How to complete this task:
Reproduce all of the entries below exactly, without a single change.

Source records
PR #131, opened 2018-05-27
Distinguish between undefined and empty for topics

### LINKED ISSUE #129: fmt: Converts empty list to null value
Running `configlet fmt <file>` converts an empty list to a null value, which is semantically different.

See https://github.com/exercism/erlang/pull/244#issuecomment-388557811.

kytrinyx:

Exercise result:
PR #131, opened 2018-05-27
Distinguish between undefined and empty for topics

### LINKED ISSUE #129: fmt: Converts empty list to null value
Running `configlet fmt <file>` converts an empty list to a null value, which is semantically different.

See https://github.com/exercism/erlang/pull/244#issuecomment-388557811.

kytrinyx:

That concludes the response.